# I have a question please



## rocky (Apr 2, 2011)

hi, I'm new to this forum. I have a question about brushing a maltese please. I brush my malt once a day, I use the thinnest comb first, then the medium, and I use the finest one on the ears and face. there are hair stranges that come with the combs. Is that normal? or will that prevent his hair to grow full coat? I tried to brush him very light and not to pull his hair hard to the stranges dont' break off, but I still get lots of his hair sticking on the combs. Thank you.


----------



## jmm (Nov 23, 2004)

You need to brush first and run a fine/medium greyhound-style comb through after. You are probably pulling out a lot of hair the way you are doing it.


----------



## rocky (Apr 2, 2011)

thanks, Jmm. I sure pull a bundle of hair out of rocky everyday although I've been very careful with my brushing strokes. As his hair getting longer, I found that it's easier to get matted and its harder to detangle them. I did use the thinnest metal pin brush to comb him so to get the whole coat strai out w.o. breaking alot of hair, then I use the med one, that's when I find tangles and that's when hair comes out. I spent lots of time to detangle small matts everyday. it's so time consuming. But he looks cuter and cuter everyday as his hair gets longer


----------



## Snowbody (Jan 3, 2009)

Be sure that you don't brush or comb his hair dry - it will tend to break a lot. Spray on a leave in conditioner or detangler before you brush and it should help a lot with the matts too.


----------



## rocky (Apr 2, 2011)

thanks, Snowbody. I've been brushing him dry. I will get the conditioner and spray before I brush now.


----------



## jmm (Nov 23, 2004)

Do you know the difference between a brush and a comb. Use a Madan pin brush after spritzing the coat. Then go through with a fine/coarse greyhound-style metal come to ensure no knots. If you are yanking out coat, you are not doing it right.


----------



## rocky (Apr 2, 2011)

I use this first: BOUNCE 1018085 Bounce(tm) Pin Head Brush for Long Hair Breeds.
Bounce&#153 Pin Head Brush for Long Hair Breeds - Grooming - Dog - PetSmart

then I use this:*Bounce™ Comb Head for Medium to Long Hair Breeds* 
Bounce&#153 Comb Head for Medium to Long Hair Breeds - Grooming - Dog - PetSmart

then I use this:*BOUNCE 1018085* Bounce(tm) Flea Comb Head Helps control mild flea infestations For use with the Bounce grooming .
Bounce&#153 Flea Comb Head - Grooming - Dog - PetSmart

Hope moderators wont flag me for attaching the link but I don't know how to attach pictures of the combs/brushes. 
Please let me know if I use the right tools. 
Thank you....


----------



## jmm (Nov 23, 2004)

You can't buy quality brushes and combs at petsmart.

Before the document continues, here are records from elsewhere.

PR #85, opened 2020-04-27
Repository analysis setting detection and integration with template parameters.

anuragc617:


src/configure/configure.ts
```diff
@@ -516,36 +514,49 @@ class Orchestrator {
...
+        //If RepoAnalysis is disabled or didn't provided response related to language of selected template
+        this.inputs.repositoryAnalysisApplicationSettings = new RepositoryAnalysisApplicationSettings();
+
+        if (!repoAnalysisResult || !repoAnalysisResult.applicationSettingsList) {
+            return;
+        }
+        var applicationSettings = repoAnalysisResult.applicationSettingsList.filter(applicationSetting => {
+            if (this.inputs.pipelineConfiguration.template.templateType === TemplateType.remote) {
+                const template = this.inputs.pipelineConfiguration.template as RemotePipelineTemplate;
+                if (applicationSetting.language && applicationSetting.language !== template.attributes.language.toLowerCase()) {
```
bishal-pdMSFT, line 530: Rather than finding out applicationSettings by comparing these properties, a better way is to use workingDirectory which is returned by template service (may be store WD in RemotePIpelineTemplate object if not already doing so. cc @tejasd1990 for helping here

anuragc617: I will add workingDirectory check also. But to do more filtering of repositoryAnalysisSettings we need to compare these properties as well. Consider a scenarios where a workingDirectory contains two types of application settings ex: gruntFile settings and DockerFile settings and suppose user has selected DockerFile template. In this case as the workingDirectory will be same for gruntFile settings and DockerFile settings, we won't be able to filter on workingDirectory alone, we will have to filter by comparing application setting (language, deployTarget and buildTarget).

src/configure/configure.ts
```diff
@@ -118,37 +119,21 @@ class Orchestrator {
...
                 break;
-
             case TargetResourceType.WebApp:
                 var shortlistedTemplates = [];
                 shortlistedTemplates = this.inputs.potentialTemplates.filter((template) => template.targetKind === resource.kind);
                 if (!!shortlistedTemplates && shortlistedTemplates.length > 1) {
                     this.inputs.pipelineConfiguration.template = shortlistedTemplates.find((template) => template.templateType === TemplateType.REMOTE);
-                } else if (!!shortlistedTemplates) {
+                }
+                else if (!!shortlistedTemplates) {
```
bishal-pdMSFT, line 136: why move else to new line? If I know correctly, else should be in same line as preceding closing brace for nodejs/javascript. No?

src/configure/configure.ts
```diff
@@ -166,29 +151,43 @@ class Orchestrator {
         if (this.continueOrchestration) {
             await this.getSourceRepositoryDetails();
             await this.getAzureSession();
-            await this.getGithubPatToken();
-            var targetType = await this.getSelectedPipeline();
-            if (!resourceNode) {
-                let selectedResource = await this.getAzureResource(targetType);
-                if (!this.continueOrchestration) {
+            let repoAnalysisResult = await this.getRepositoryAnalysis();
+            let targetType = await this.getSelectedPipeline(repoAnalysisResult);
```
bishal-pdMSFT, line 155: looks wierd that `getSelectedPipeline` returns targetType. Rather it should return void and there should be another function like `getSelectedPipelineTargetType()` which just does `return this.inputs.potentialTemplates[0].targetType`

src/configure/configure.ts
```diff
@@ -509,21 +500,35 @@ class Orchestrator {
...
 
         if (!applicationSettings || applicationSettings.length === 0) {
             return;
         }
-
-        let workspacePaths = Array.from(new Set(applicationSettings.map(a => a.settings.workingDirectory)));
-        if (workspacePaths.length === 1) {
+        this._repoAnalysisSettings = applicationSettings;
+        if (applicationSettings.length === 1) {
             this.inputs.repositoryAnalysisApplicationSettings = applicationSettings[0];
```
bishal-pdMSFT, line 522: I assume this is only used by local templates

src/configure/helper/repoAnalysisHelper.ts
```diff
@@ -79,15 +79,18 @@ export class RepoAnalysisHelper {
                                     applicationSettings.settings.workingDirectory, analysis.settings[RepoAnalysisConstants.RequirementsFilePath]);
                                 applicationSettings.settings.pythonRequirementsFileDirectory = path.dirname(analysis.settings[RepoAnalysisConstants.RequirementsFilePath]);
                             }
+                        } else {
+                            applicationSettings.settings = analysis.settings;
```
bishal-pdMSFT, line 83: when is this condition useful?

src/configure/helper/templateHelper.ts
```diff
@@ -162,11 +162,9 @@ export async function analyzeRepoAndListAppropriatePipeline2(azureSession: Azure
                     label: template.templateDescription,
                     targetType: getTargetType(template),
                     targetKind: getTargetKind(template),
-                    language: template.attributes.language,
-                    templateId: template.templateId,
-                    templateWeight: template.templateWeight,
                     templateType: TemplateType.REMOTE,
-                    workingDirectory: template.workingDirectory
+                    language: template.attributes.language,
+                    ...template
```
bishal-pdMSFT, line 167: what is the reason for needing this?

src/configure/templateInputHelper/InputControl.ts
```diff
@@ -72,10 +72,10 @@ export class InputControl {
                 this.value = await this.dataSource.evaluateDataSources(dependentInputs, azureSession);
             }
             else if (this.controlType === ControlType.QuickPick) {
-                let selectedValue = await this.dataSource.evaluateDataSources(dependentInputs, azureSession)
-                    .then((listItems: Array<{ label: string, data: any, group?: string }>) => {
-                        return this.showQuickPick(this.getInputControlId(), listItems, { placeHolder: this.inputDescriptor.name });
-                    });
+                let selectedValue = await this.showQuickPick(this.getInputControlId(),
```
bishal-pdMSFT, line 75: If I am not wrong, this was a window notification. Are you changing to quickpick?

src/configure/templateInputHelper/InputControlProvider.ts
```diff
@@ -1,26 +1,36 @@
...
 
 export class InputControlProvider {
+    private readonly repoAnalysisSettingKey: string = "repoAnalysisSettingKey";
     private _pipelineTemplate: ExtendedPipelineTemplate;
     private _inputControlsMap: Map<string, InputControl>;
+    private _repoAnalysisSettings: RepositoryAnalysisApplicationSettings[];
+    private _repoAnalysisSettingInUse: number;
 
-    constructor(pipelineTemplate: ExtendedPipelineTemplate, context: { [key: string]: any }) {
+    constructor(pipelineTemplate: ExtendedPipelineTemplate, repoAnalysisSettings: RepositoryAnalysisApplicationSettings[], context: { [key: string]: any }) {
```
bishal-pdMSFT, line 18: can repoAnalysisSettings be part of context?

src/configure/templateInputHelper/InputControlProvider.ts
```diff
@@ -63,6 +73,50 @@ export class InputControlProvider {
         this._setInputControlDataSourceInputs();
     }
 
+    private async setInputControlValueFromRepoAnalysisResult(inputControl: InputControl): Promise<void> {
+        let repoAnalysisSettingKey = inputControl.getPropertyValue(this.repoAnalysisSettingKey);
+        if (this._repoAnalysisSettingInUse !== -1) {
```
bishal-pdMSFT, line 78: the usage of _repoAnalysisSettingInUse  is really tricky and overloaded. it is both used as a boolean in if condition and also as an index in array. this is not so good.

bishal-pdMSFT: can you articulate in simple terms what is intention behind using _repoAnalysisSettingInUse

src/configure/templateInputHelper/InputControlProvider.ts
```diff
@@ -63,6 +73,50 @@ export class InputControlProvider {
...
+                    return;
+                }
+                if (settingIndexMap.has(analysisSetting.settings[repoAnalysisSettingKey])) {
+                    settingIndexMap.get(analysisSetting.settings[repoAnalysisSettingKey]).push(index);
+                } else {
+                    settingIndexMap.set(analysisSetting.settings[repoAnalysisSettingKey], [index]);
+                }
+            });
+            if (settingIndexMap.size === 0) {
+                let value = await new ControlProvider().showInputBox(repoAnalysisSettingKey, { placeHolder: inputControl.getInputDescriptor().name });
```
bishal-pdMSFT, line 98: please log a trace here as ideally this is not expected

src/configure/templateInputHelper/InputControlProvider.ts
```diff
@@ -63,6 +73,50 @@ export class InputControlProvider {
...
+        let repoAnalysisSettingKey = inputControl.getPropertyValue(this.repoAnalysisSettingKey);
+        if (this._repoAnalysisSettingInUse !== -1) {
+            if (this._repoAnalysisSettings.length === 0 || !this._repoAnalysisSettings[this._repoAnalysisSettingInUse].settings[repoAnalysisSettingKey]) {
+                let value = await new ControlProvider().showInputBox(repoAnalysisSettingKey, { placeHolder: inputControl.getInputDescriptor().name });
+                inputControl.setValue(value);
+            } else {
+                inputControl.setValue(this._repoAnalysisSettings[this._repoAnalysisSettingInUse].settings[repoAnalysisSettingKey]);
+            }
+        } else {
+            let settingIndexMap: Map<string, number[]> = new Map();
```
bishal-pdMSFT, line 86: what is the need for a map with an number array value?

src/configure/templateInputHelper/InputControlProvider.ts
```diff
@@ -63,6 +73,50 @@ export class InputControlProvider {
...
+
+                if (possibleValues.length === 1) {
+                    selectedValue = possibleValues[0];
+                }
+                else {
+                    selectedValue = await new ControlProvider().showQuickPick(repoAnalysisSettingKey, possibleValues, { placeHolder: inputControl.getInputDescriptor().name });
+                }
+
+                if (settingIndexMap.get(selectedValue.data).length === 1) {
+                    this._repoAnalysisSettingInUse = settingIndexMap.get(selectedValue.data)[0];
```
bishal-pdMSFT, line 113: okk now I understand why you are using _repoAnalysisSettingInUse

bishal-pdMSFT: the name is confusing. should we call it _selectedRepoAnalysisSettingIndex ?

src/configure/templateInputHelper/InputControlProvider.ts
```diff
@@ -1,26 +1,36 @@
...
     private _pipelineTemplate: ExtendedPipelineTemplate;
     private _inputControlsMap: Map<string, InputControl>;
+    private _repoAnalysisSettings: RepositoryAnalysisApplicationSettings[];
+    private _repoAnalysisSettingInUse: number;
 
-    constructor(pipelineTemplate: ExtendedPipelineTemplate, context: { [key: string]: any }) {
+    constructor(pipelineTemplate: ExtendedPipelineTemplate, repoAnalysisSettings: RepositoryAnalysisApplicationSettings[], context: { [key: string]: any }) {
         this._pipelineTemplate = pipelineTemplate;
         this._inputControlsMap = new Map<string, InputControl>();
+        this._repoAnalysisSettings = repoAnalysisSettings || [];
```
bishal-pdMSFT, line 21: Can all repo analysis related fields and methods be moved to a separate class? this will clean IPC class cleaner.

src/configure/templateInputHelper/InputControlProvider.ts
```diff
@@ -63,6 +73,50 @@ export class InputControlProvider {
         this._setInputControlDataSourceInputs();
     }
 
+    private async setInputControlValueFromRepoAnalysisResult(inputControl: InputControl): Promise<void> {
+        let repoAnalysisSettingKey = inputControl.getPropertyValue(this.repoAnalysisSettingKey);
+        if (this._repoAnalysisSettingInUse !== -1) {
+            if (this._repoAnalysisSettings.length === 0 || !this._repoAnalysisSettings[this._repoAnalysisSettingInUse].settings[repoAnalysisSettingKey]) {
```
bishal-pdMSFT, line 79: should we not be even inside setInputControlValueFromRepoAnalysisResult function if `this._repoAnalysisSettings.length === 0`. this will keep the code cleaner

src/configure/templateInputHelper/InputControlProvider.ts
```diff
@@ -63,6 +73,50 @@ export class InputControlProvider {
         this._setInputControlDataSourceInputs();
     }
 
+    private async setInputControlValueFromRepoAnalysisResult(inputControl: InputControl): Promise<void> {
```
bishal-pdMSFT, line 76: As suggested earlier it would be good to de-couple getting settings values from repo analysis and showing input control. A separate class can take care of returning matched analysis setting(s) and then ICP class can draw input based on count of retuned settings (and handle null as well).

bishal-pdMSFT:
This is really good work @anuragc617

src/configure/templateInputHelper/InputControlProvider.ts
anuragc617: Done

src/configure/templateInputHelper/InputControlProvider.ts
anuragc617: done

src/configure/templateInputHelper/InputControlProvider.ts
anuragc617: created a new class RepoAnalysisSettingInputProvider for this.

src/configure/templateInputHelper/InputControlProvider.ts
anuragc617: done

src/configure/templateInputHelper/InputControlProvider.ts
anuragc617: done

src/configure/configure.ts
anuragc617: done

The brush you are using has balls on the end which yanks out coat. You need to purchase a Madan pin brush and either a Madan, Chris Christensen, or Original Greyhound brand comb. Madan has a small face comb I like.


----------



## rocky (Apr 2, 2011)

I see.....that is very informative! thank you very much, jmm. I'll go get a new one tomorrow.


----------



## Tina (Aug 6, 2006)

It takes time to learn how to groom Maltese properly. Here is a link to Madan Brushes. You will want the purple or dark blue brush. It is softer and doesn't pull the coat as much. 
Madan Brush

Here is another vender with brushes and other Maltese goodies.
http://www.laineeltd.com/cgi-bin/la...e=Brushes.html?pg_image=Brushes&cat_image=pin

http://www.showoffproducts.com/index.php/madan-brushes.html

It has combs on there too. 

This is a member that sells them too. [email protected]

Have fun with your little Maltese.


----------



## rocky (Apr 2, 2011)

aww....thanks, Tina. that is awesome. I'm getting better at brushing the little guy. I never had a maltese ever and I just adopted that lil guy so there are so much to learn )


----------